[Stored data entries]
PR #1150, opened 2018-10-23
Fix ZoneAwarePromise.all to resolve at the correct time

### LINKED ISSUE #1077: Promise.all indexing issue when combining non-zone.js promises
When you use [Promise.all](https://github.com/angular/zone.js/blob/c8c599073b87025d44a4b7d6e2efea9cedfbd3e2/lib/common/promise.ts#L305-L331) for combining not only zone.js promises (e.g. WinJSPromise) you can fall into issue that Promise.all results into single element result.

Example of issue https://plnkr.co/edit/UO2QhIa5eeLm6tPAyAjt?p=preview. 
Important part of the code(skipping WinJSPromise import) is this one:
```
  let p1 = WinJSPromise.as(3);
  let p2 = Promise.resolve(45);
  Promise.all([p1, p2]).then(res => {
    console.log(`Promise.all: `, res);
  })
  WinJSPromise.join([p1, p2]).then(res => {
    console.log(`WinJSPromise.join: `, res);
  });
```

(WHAT YOU WILL DO) Go through the entries and copy every line with "promises".

(EXERCISE OUTPUT)
### LINKED ISSUE #1077: Promise.all indexing issue when combining non-zone.js promises
When you use [Promise.all](https://github.com/angular/zone.js/blob/c8c599073b87025d44a4b7d6e2efea9cedfbd3e2/lib/common/promise.ts#L305-L331) for combining not only zone.js promises (e.g. WinJSPromise) you can fall into issue that Promise.all results into single element result.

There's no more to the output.